In the data, find each line where the word "deltaUpdates" appears and list that line.

TASK DATA section start

PR #2470, opened 2025-02-28
common/feature_flags: Trim whitespace

willdonnelly:
**Description:**

Makes it so a setting like `do_foo, do_bar` parses the same as `do_foo,do_bar`.

Without this fix it instead parses the second one as a flag setting `" do_bar"` which is clearly very distinct from the intended `"do_bar"` flag.

- - -
This change is [Reviewable](https://reviewable.io/reviews/estuary/connectors/2470)


Alex-Bair (approved):
LGTM!

Issue #2460, opened 2025-02-27
source-postgres: use flat arrays rather than array objects w/ dimensions


willdonnelly:
**Backstory:**

Currently `source-postgres` captures array columns as a JSON object with `dimensions` and `elements` properties, each of which is an array. This is because PostgreSQL arrays are inherently multidimensional, and we're trying to preserve them as faithfully as possible.

(The JSON schema for a recursive "array whose elements can each be type X or another nested array" type is so incredibly terrible that it was never a realistic option, so "a flat array of values plus a list of array dimensions" was the best we could do to represent the original value faithfully)

But it turns out that nobody ever wants that, they just want simple, boring one-dimensional arrays of values to translate into a JSON array of equivalent values. So we should do that.

**Plan:**

1. Add a feature flag `flattened_arrays`.
  a. When `flattened_arrays` is set, value translation will return just the elements array instead of the array-with-dimensions object.
  b. When `flattened_arrays` is set, discovered schemas will of course reflect that change in behavior.
2. Set `no_flattened_arrays` on all `source-postgres` captures in production.
3. Merge a followup PR which toggles the default for new captures.

willdonnelly:
This work is complete. All preexisting captures set `no_flattened_arrays` and the default will be `flattened_arrays` going forward.

PR #2471, opened 2025-02-28
source-postgres: Add 'flatten_arrays' flag

willdonnelly:
**Description:**

Currently source-postgres captures array columns as a JSON object with dimensions and elements properties, each of which is an array. This is because PostgreSQL arrays are inherently multidimensional, and we're trying to preserve them as faithfully as possible.

But it turns out that nobody ever wants that, they just want simple, boring one-dimensional arrays of values to translate into a JSON array of equivalent values. So we should do that by default going forward.

This partially addresses https://github.com/estuary/connectors/issues/2460

- - -
This change is [Reviewable](https://reviewable.io/reviews/estuary/connectors/2471)


williamhbaker (approved):
LGTM

PR #2474, opened 2025-03-03
source-{postgres,mysql,redshift,bigquery}-batch: Enable 'keyless_row_id' by default

willdonnelly:
**Description:**

This PR makes 'keyless_row_id' the default behavior for the Postgres, MySQL, Redshift, and BigQuery batch SQL captures going forward. It is broken up into individual commits just in case we have to revert, but it didn't seem necessary to make it four distinct PRs since I'm going to be fiddling with all the production tasks to set `no_keyless_row_id` anyway, so I might as well just do all four connectors and then merge the one PR.

This is part of https://github.com/estuary/connectors/issues/2382

**Workflow steps:**

New captures will get the new Row ID behavior by default. Preexisting captures will be able to opt in by removing the `no_keyless_row_id` flag from their advanced settings.

This PR will only be merged after I have set `no_keyless_row_id` on all production tasks so their current behavior doesn't change.

- - -
This change is [Reviewable](https://reviewable.io/reviews/estuary/connectors/2474)


williamhbaker (approved):
LGTM

PR #2475, opened 2025-03-03
source-postgres: Set 'flatten_arrays' by default

willdonnelly:
**Description:**

Another feature-flagged default change. This one will make new captures going forward discover array columns as just the JSON array of flattened element values.

As with other changes of this kind, this will only be merged after I have set the corresponding `no_<flag>` on all tasks in production to preserve current behavior.

This is part of https://github.com/estuary/connectors/issues/2460

- - -
This change is [Reviewable](https://reviewable.io/reviews/estuary/connectors/2475)


williamhbaker (approved):
LGTM

PR #2476, opened 2025-03-03
scripts/list-tasks: Rework missing-flags logic

willdonnelly:
**Description:**

The main purpose of thise flag is so that when doing a bulk flag flip in production, one can go and re-pull just tasks that still needh to be modified.

And my reasoning is that if I'm going and setting a flag like `no_foobar` in prod, there are three cases:
 - A task has no feature flag setting for `foobar`. These are the ones we want to modify.
 - A task has setting `no_foobar`. These don't need to be touched since they already have the value we want.
 - A task has setting `foobar`. These _really_ shouldn't be touched since somebody has explicitly indicated that they want the opposite of what we're doing.

Previously the 'missing flag' logic was written such that one might go `--missing=no_foobar` to get all tasks without the specific flag setting `no_foobar` in their feature flags. And since that's still the typical desire and it's weird to have to write `--missing=foobar` and then `--set_flag=no_foobar` for different commands and one could easily screw that up, the logic also normalizes so `--missing=no_foobar` and `--missing=foobar` do the same thing.

- - -
This change is [Reviewable](https://reviewable.io/reviews/estuary/connectors/2476)

### DIFF
--- a/scripts/list-tasks/main.go
+++ b/scripts/list-tasks/main.go
@@ -26,7 +26,6 @@ import (
 	"os"
 	"os/exec"
 	"path"
-	"slices"
 	"sort"
 	"strings"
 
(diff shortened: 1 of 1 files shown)


williamhbaker (approved):
LGTM

PR #2477, opened 2025-03-04
Remove delete tables

surister:
**Description:**
* Make integration ~tests pass by tweaking a fixture value~ and modifying two cratedb types.
* Add remove temp tables

**Notes for reviewers:**
I'm not sure if this is the right place to delete tables, I tried to do at the end of `Load` but on the last load iteration it tries to insert a new value, and of course the temp table does not exist.

Next best thing I thought was to delete when the session was over, similarly to how postgres temp table works, I worked out that `Destroy` was the right place to do that, on top of that I'm also trying to delete the binding `before` adding a new Binding, just in case.

In the `Destroy` thingy, I'm just creating a blank `context.Background()` for `removeBinding`, does that affect in any way?, in https://github.com/estuary/connectors/commit/c50cb09a3ec6d3458ae2fe5a41eeda7f076847ee I tried to pass the context to the `transactor` to be able to re-utilize it later and the effect was the same in my tests

- - -
This change is [Reviewable](https://reviewable.io/reviews/estuary/connectors/2477)

### DIFF
--- a/materialize-cratedb/sqlgen.go
+++ b/materialize-cratedb/sqlgen.go
@@ -170,6 +170,11 @@ CREATE TABLE {{ template "temp_name" . }} (
 );
 {{ end }}
 
+-- Templated deletion of a temporary load table:
+{{ define "dropLoadTable" }}
+DROP TABLE IF EXISTS {{ template "temp_name" . }};
+{{ end }}
+
 -- Templated insertion into the temporary load table:
 
 {{ define "loadInsert" }}
@@ -296,6 +301,7 @@ UPDATE {{ Identifier $.TablePath }}
 	AND   fence     = {{ $.Fence }};
 {{ end }}
 `)
+	tplDropLoadTable     = tplAll.Lookup("dropLoadTable")
 	tplCreateLoadTable   = tplAll.Lookup("createLoadTable")
 	tplCreateTargetTable = tplAll.Lookup("createTargetTable")
 	tplAlterTableColumns = tplAll.Lookup("alterTableColumns")
--- a/materialize-cratedb/driver.go
+++ b/materialize-cratedb/driver.go
@@ -277,6 +277,7 @@ func newTransactor(
 	if d.load.conn, err = pgx.Connect(ctx, cfg.ToURI()); err != nil {
 		return nil, nil, fmt.Errorf("load pgx.Connect: %w", err)
 	}
+
 	if d.store.conn, err = pgx.Connect(ctx, cfg.ToURI()); err != nil {
 		return nil, nil, fmt.Errorf("store pgx.Connect: %w", err)
 	}
@@ -290,6 +291,11 @@ func newTransactor(
 	}
 
 	for _, binding := range bindings {
+		// Make sure that the binding does not exist before creating it.
+		if err = d.removeBinding(ctx, binding); err != nil {
+			return nil, nil, fmt.Errorf("remove binding: %w", err)
+		}
+
 		if err = d.addBinding(ctx, binding, is); err != nil {
 			return nil, nil, fmt.Errorf("addBinding of %s: %w", binding.Path, err)
 		}
@@ -316,6 +322,18 @@ type binding struct {
 	storeInsertSQL string
 	deleteQuerySQL string
 	loadQuerySQL   string
+}
+
+func (t *transactor) removeBinding(ctx context.Context, target sql.Table) error {
+	var b = &binding{target: target}
+	var w strings.Builder
+
+	if err := tplDropLoadTable.Execute(&w, &b.target); err != nil {
+		return fmt.Errorf("executing dropLoadTable template: %w", err)
+	} else if _, err := t.load.conn.Exec(ctx, w.String()); err != nil {
+		return fmt.Errorf("Exec(%s): %w", w.String(), err)
+	}
+	return nil
 }
 
 func (t *transactor) addBinding(ctx context.Context, target sql.Table, is *boilerplate.InfoSchema) error {
@@ -519,6 +537,13 @@ func (d *transactor) Store(it *m.StoreIterator) (_ m.StartCommitFunc, err error)
 }
 
 func (d *transactor) Destroy() {
+	for _, b := range d.bindings {
+		err := d.removeBinding(context.Background(), b.target)
+		if err != nil {
+			return
+		}
+	}
+
 	d.load.conn.Close(context.Background())
 	d.store.conn.Close(context.Background())
 }


materialize-cratedb/sqlgen.go
```diff
@@ -33,8 +33,8 @@ var crateDialect = func() sql.Dialect {
 			sql.ARRAY:          sql.MapStatic("TEXT", sql.UsingConverter(jsonConverter)),
 			sql.BINARY:         sql.MapStatic("TEXT", sql.AlsoCompatibleWith("character varying")),
 			sql.MULTIPLE:       sql.MapStatic("OBJECT", sql.UsingConverter(sql.ToJsonBytes)),
-			sql.STRING_INTEGER: sql.MapStatic("NUMERIC(22, 0)", sql.AlsoCompatibleWith("numeric"), sql.AlsoCompatibleWith("integer")),
-			sql.STRING_NUMBER:  sql.MapStatic("NUMERIC(22, 0)", sql.AlsoCompatibleWith("numeric"), sql.AlsoCompatibleWith("integer")),
+			sql.STRING_INTEGER: sql.MapStatic("INTEGER", sql.AlsoCompatibleWith("numeric"), sql.AlsoCompatibleWith("integer")),
```
williamhbaker, line 36: Often these `type: string, format: integer` fields are for very large integers that do not fit into a 64 bit signed int, hence the string encoding. `NUMERIC(22, 0)` would typically make sense if that's the largest exact precision integer representation that's available.

Looking at the docs [here](https://cratedb.com/docs/crate/reference/en/latest/general/ddl/data-types.html#integer)  it seems that `INTEGER` is a 32-bit integer, which probably isn't going to work well for these larger integers.

I'm inclined to think that the type for the `sql.INTEGER` case should actually be `BIGINT`, and this `sql.STRING_INTEGER` should remain a `NUMERIC(22, 0)`.

williamhbaker (commented):
This seems like it will work, since the `Destroy` is a best-effort for the transactor to clean up after itself, and you are also explicitly calling the `removeBinding` at startup in case it wasn't able to clean up successfully (which can happen for a variety of reasons).

We don't do anything exactly like this with any of our existing materializations since they all either support actual session-scoped temporary tables, or they read from objects in cloud storage directly, or in some cases they support transactional DML where we can create & drop table in the same transaction the evaluates the query against it. Doesn't seem like any of those are an option here.

Aside from that, see my comment about data types for consideration.

materialize-cratedb/sqlgen.go
surister: > Often these type: string, format: integer fields are for very large integers that do not fit into a 64 bit signed int, hence the string encoding. NUMERIC(22, 0) would typically make sense if that's the largest exact precision integer representation that's available.

You are right, I was so narrowly focused on making the tests pass to be able to test other issues like temp tables  that now I realize that I modified fixture.json which  is a global test file, not a connector specific one.

> I'm inclined to think that the type for the sql.INTEGER case should actually be BIGINT
If I set `sql.Integer` to `BIGINT` I get:

```
Error: commit failed: store at index 0: error building query 
INSERT INTO doc.unsigned_bigint (
                id,
                flow_published_at,
                unsigned_bigint,
                flow_document
) VALUES ($1, $2, $3, $4);
: failed to encode args[2]: unable to encode 0xffffffffffffffff into binary format for int8 (OID 20): 18446744073709551615 is greater than maximum value for int64
```
Setting `sql.STRING_INTEGER should remain a NUMERIC(22, 0).` makes sense. ✅

If I set back `sql.Integer` to numeric, I still get a similar error:

```
2025-03-04T15:41:01.686877Z  INFO ops: opening database fields={"address":"materialize-cratedb-cratedb-1.flow-test:5432","database":"crate","user":"crate"}
2025-03-04T15:41:05.032153Z  INFO ops: finished waiting for materialization Open fields={"took":"3.345166565s"}
2025-03-04T15:41:06.130638Z ERROR ops: commit failed: store at index 33: ERROR: Cannot detect the type of the value: 18446744073709551615 (SQLSTATE XX000) fields={}
2025-03-04T15:41:06.131138Z ERROR ops: connector failed fields={"module":"connector_init::rpc","status":"exit status: 1"}
2025-03-04T15:41:06.131176Z  WARN ops: connector exited with unconsumed input stream remainder fields={"module":"connector_init::rpc"}
Error: commit failed: store at index 33: ERROR: Cannot detect the type of the value: 18446744073709551615 (SQLSTATE XX000)
connector invocation failed
```

I set everything to numeric(22,0) for testing
```
sql.INTEGER:        sql.MapStatic("NUMERIC(22, 0)", sql.AlsoCompatibleWith("numeric"), sql.AlsoCompatibleWith("integer")),
			sql.NUMBER:         sql.MapStatic("NUMERIC(22, 0)"),
			sql.BOOLEAN:        sql.MapStatic("BOOLEAN"),
			sql.OBJECT:         sql.MapStatic("OBJECT"),
			sql.ARRAY:          sql.MapStatic("TEXT", sql.UsingConverter(jsonConverter)),
			sql.BINARY:         sql.MapStatic("TEXT", sql.AlsoCompatibleWith("character varying")),
			sql.MULTIPLE:       sql.MapStatic("OBJECT", sql.UsingConverter(sql.ToJsonBytes)),
			sql.STRING_INTEGER: sql.MapStatic("NUMERIC(22, 0)", sql.AlsoCompatibleWith("numeric"), sql.AlsoCompatibleWith("integer")),
			sql.STRING_NUMBER:  sql.MapStatic("NUMERIC(22, 0)", sql.AlsoCompatibleWith("numeric"), sql.AlsoCompatibleWith("integer")),
			sql.STRING: sql.MapString(sql.StringMappings{
				Fallback: sql.MapStatic(
					"TEXT",
					sql.AlsoCompatibleWith("character varying"),
					sql.UsingConverter(sql.StringCastConverter(func(in string) (any, error) {
						// Postgres doesn't allow fields with null bytes, so they must be stripped out if
						// present.
						return strings.ReplaceAll(in, "\u0000", ""), nil
					})),
				),
				WithFormat: map[string]sql.MapProjectionFn{
					"date":      sql.MapStatic("TIMESTAMP WITH TIME ZONE", sql.UsingConverter(sql.ClampDate)),
					"date-time": sql.MapStatic("TIMESTAMP WITH TIME ZONE", sql.AlsoCompatibleWith("timestamp with time zone"), sql.UsingConverter(sql.ClampDatetime)),
					"duration":  sql.MapStatic("INTEGER"),
					"ipv4":      sql.MapStatic("IP"),
					"ipv6":      sql.MapStatic("IP"),
					"macaddr":   sql.MapStatic("TEXT"),
					"macaddr8":  sql.MapStatic("TEXT"),
					"time":      sql.MapStatic("TEXT"),
					// UUID format was added on 30-Sept-2024, and pre-existing
					// text type of columns are allowed to validate for
					// compatibility with pre-existing columns.
					"uuid": sql.MapStatic("TEXT"),
				},
			}),
```
and produces the same error.

CrateDB shouldn't have an issue since that number is numeric(20,0)

##### Query ran at 2025-03-04T15:44:15.051Z on CrateDB 5.10.1
```
select
  18446744073709551615 :: numeric(22, 0),
  '18446744073709551615' :: numeric(22, 0)
```
##### 1 record(s) returned in 0.0014s, showing 1 row(s).

|18446744073709551615|18446744073709551615|
 |-|-| 
|18446744073709552000|18446744073709552000|

Any pointers?

williamhbaker: The `unsigned_bigint` test tries to put an integer value that is larger than int64, and is actually the largest uint64 value possible, into a field for `type: integer`. So it does make sense that `sql.INTEGER` being `BIGINT` would fail in that case. We have a way to handle this, check out the `materialize-postgres` code [here](https://github.com/estuary/connectors/blob/8a473972de943a9afc39f918c049d25576f7d3fd/materialize-postgres/sqlgen.go#L15-L18). You can define an alternate column type that is used when the `type: integer` values can be larger than an int64, so it would probably be `NUMERIC(22,0)` in this case.

If you're getting errors with `sql.STRING_NUMBER` being `NUMERIC(22,0)`, you might need to explicitly convert string values to integers. These files can also be like `type: [string, integer], format: integer`, meaning the values can be strings that are encoded integers like `"123"`, or actual integers like `123`. Sometimes we need to convert the string to an integer for the client SDK to work, for example [here](https://github.com/estuary/connectors/blob/8a473972de943a9afc39f918c049d25576f7d3fd/materialize-snowflake/sqlgen.go#L60C3-L61C127) with the use of `sql.UsingConverter`.

surister: I'm still facing issues with the integers, I will drop 1a85056c17f540b62b1b50c44e6bcca006430841 and make the PR only about temp tables, will address this types issues in later PR.

williamhbaker (approved):
LGTM

PR #2480, opened 2025-03-04
source-google-analytics-data-api-native: validate dimensions and metrics for custom reports

Alex-Bair:
**Description:**

Users have quickly run into errors when creating custom reports. We weren't validating the dimensions or metrics specified in custom reports, so the connector was failing after it was published if an invalid dimension/metric was specified. This PR adds validation of all dimensions and metrics specified in any custom reports. The Google API has a handy `/metadata` endpoint that returns all valid dimensions & metrics, so that list is used when validating the user's custom report input.

This validation does _not_ extend to any filters included in custom reports. We need to have a better model for the various types of valid filters before we even think about validating their contents, and developing that model would take a lot more time than I think it's worth investing right now.

**Workflow steps:**

It's probably worthwhile to link Google's [docs](https://developers.google.com/analytics/devguides/reporting/data/v1/api-schema) on the various valid dimensions & metrics in the connector documentation, if only so RunLLM can answer questions about it a little better.

**Notes for reviewers:**

Tested on a local stack. Confirmed invalid dimensions/metrics in custom reports throw a `ValidationError` before publication & provide a clearer message of what caused the failure.

- - -
This change is [Reviewable](https://reviewable.io/reviews/estuary/connectors/2480)

### DIFF
--- a/source-google-analytics-data-api-native/source_google_analytics_data_api_native/resources.py
+++ b/source-google-analytics-data-api-native/source_google_analytics_data_api_native/resources.py
@@ -15,6 +15,7 @@ from .api import (
     fetch_property_timezone,
     fetch_report,
     backfill_report,
+    fetch_metadata,
 )
 from .models import (
     EndpointConfig,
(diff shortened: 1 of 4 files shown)


source-google-analytics-data-api-native/source_google_analytics_data_api_native/resources.py
```diff
@@ -70,12 +73,33 @@ def validate_custom_reports_json(
...
     for custom_report_details in custom_reports:
         try:
             assert isinstance(custom_report_details, dict)
             model = Report.model_validate(custom_report_details)
             if model.name in default_report_names:
                 errors.append(f'Custom report name "{model.name}" already exists as a default report. Please rename the custom report.')
+
+            for dimension in model.dimensions:
+                if dimension not in valid_dimensions:
+                    errors.append(f'"{dimension}" in report "{model.name}" is not a valid dimension. Consult Google\'s documentation for a list of valid dimensions.')
```
jgraettinger, line 97: nit: can we include a URL here, to make this error even more actionable?

jgraettinger (approved):
LGTM

source-google-analytics-data-api-native/source_google_analytics_data_api_native/resources.py
Alex-Bair: Yep, I'll add it in before merging.

PR #2482, opened 2025-03-04
Phil/ops catalog

psFried:
**Description:**

Rolls up a few changes related to the ops catalog work in estuary/flow#1962:

**Update materialize-sql to make key locations recommended instead of required**

This is to allow taking a collection that's keyed on `[/shard/name, /shard/keyBegin, /shard/rClockBegin]` and materialize it just using `[/shard/name]` as the key. This has been supported by the runtime for a while, but requires the validation constraints to allow the location to be omitted.

**Start emitting some connectorStatus events**

See #2483
This is pretty much just committing the connectorStatus logging that I was using to test during development. The statuses are all super basic, but that seems like a fine enough place to start.

- - -
This change is [Reviewable](https://reviewable.io/reviews/estuary/connectors/2482)


materialize-sql/type_mapping.go
```diff
@@ -417,8 +417,8 @@ func (constrainter) NewConstraints(p *pf.Projection, deltaUpdates bool) *pm.Resp
 	var constraint = pm.Response_Validated_Constraint{}
 	switch {
 	case p.IsPrimaryKey:
-		constraint.Type = pm.Response_Validated_Constraint_LOCATION_REQUIRED
-		constraint.Reason = "All Locations that are part of the collections key are required"
+		constraint.Type = pm.Response_Validated_Constraint_LOCATION_RECOMMENDED
```
williamhbaker, line 420: I'm concerned that we're going to need to do more work here to make this capability robust. I _think_ we need to make sure at least 1 key is selected if it is standard updates, and we also need to make sure the selected key fields can't be changed...you shouldn't be able to add additional key fields to the materialization after the fact.

The scenario that worries me is somebody not selecting all the keys for a materialization initially, then later adding one of the key fields which breaks their materialization. One issue with that is that all the existing rows will have `null` values for those fields, and generally materializations aren't set up to do comparisons with `null`'s for load queries.

I'm not sure we should release this without doing that additional work up front, since I am quite certain it will be needed as a follow-up anyway.

materialize-sql/driver.go
```diff
@@ -318,6 +318,8 @@ func (d *Driver) NewTransactor(ctx context.Context, open pm.Request_Open, be *bo
 		}
 	}
 
+	log.WithField("eventType", "connectorStatus").Info("Started")
```
williamhbaker, line 321: I think we're going to want this in the [boilerplate file](https://github.com/estuary/connectors/blob/55b604c4d95f7b6baa6cd02ded414a131ae497ab/materialize-boilerplate/boilerplate.go#L165) so that it applies for all materializations, not just the ones using `materialize-sql`.

williamhbaker (commented):
A couple of comments, particularly the one about needing additional Validation smarts to handle key field selection.

materialize-sql/type_mapping.go
williamhbaker: There is some prior art for doing more complex validation checks in this [general area](https://github.com/estuary/connectors/blob/55b604c4d95f7b6baa6cd02ded414a131ae497ab/materialize-boilerplate/validate.go#L122-L308). There we have checks to prevent the original "root document" projection for a standard updates materialization from being changed to some other user-defined root document projection, and also handle cases of "ambiguous fields" (ex: fields that have different capitalization which is fine for Flow, but sometimes a problem for different systems) where you are only allowed to select 1 of the ambiguous fields initially, and after you have done so the others are forbidden. There are some test cases [here](https://github.com/estuary/connectors/blob/main/materialize-boilerplate/validate_test.go) that illustrate these scenarios and others.

Cases like ambiguous fields kind of need to be in the connector code since the definition of ambiguous depends on the specific system being materialized to. Along those lines, I'm not sure it would always be the rule that a standard updates materialization _shouldn't_ be allowed to have its key field selection changed, although that is the case for what we have now. So my inclination would be to keep in the connector code.

psFried: Thanks, I think that gets me on the right track. I'll update and see how it goes.

materialize-boilerplate/validate_test.go
```diff
@@ -194,6 +197,33 @@ func TestValidate(t *testing.T) {
 			fieldNameTransform: simpleTestTransform,
 			maxFieldLength:     20,
 		},
+		{
```
williamhbaker, line 200: For these tests I think you only need the `key-subset-base.flow.proto` file and can get rid of the `-add` and `-remove` ones. The "can materialize a subset of key fields" would stay the same, and then the second test would be more like "can't change selected keys of an existing materialization" and be this:

```
		{
			name:               "cannot add to selected key fields for standard updates",
			deltaUpdates:       false,
			specForInfoSchema:  loadValidateSpec(t, "key-subset-base.flow.proto"),
			existingSpec:       loadValidateSpec(t, "key-subset-base.flow.proto"),
			proposedSpec:       loadValidateSpec(t, "key-subset-base.flow.proto"),
			fieldNameTransform: simpleTestTransform,
			maxFieldLength:     0,
		},
```

It would be most similar to the "update an existing materialization with ambiguous fields" test.

williamhbaker (approved):
LGTM

PR #2486, opened 2025-03-05
source-braintree-native: cover potential gaps after scheduled backfills with the incremental tasks

Alex-Bair:
**Description:**

When a scheduled backfill occurs, it's possible for a "gap" to exist where the old incremental task left off & the new incremental task picks up. For instance, if the incremental task is caught up at 19:58 UTC & is sleeping until it's `interval` has elapsed, and a scheduled backfill re-initializes the capture's state at 20:01 UTC, there's now a gap between 19:58 - 20:01 UTC where the incremental task did not check for newly created data. The backfill will eventually check this gap, but it could take days for the backfill to progress to that point.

TASK DATA section end

THE COMPLETED TASK
@@ -417,8 +417,8 @@ func (constrainter) NewConstraints(p *pf.Projection, deltaUpdates bool) *pm.Resp
			deltaUpdates:       false,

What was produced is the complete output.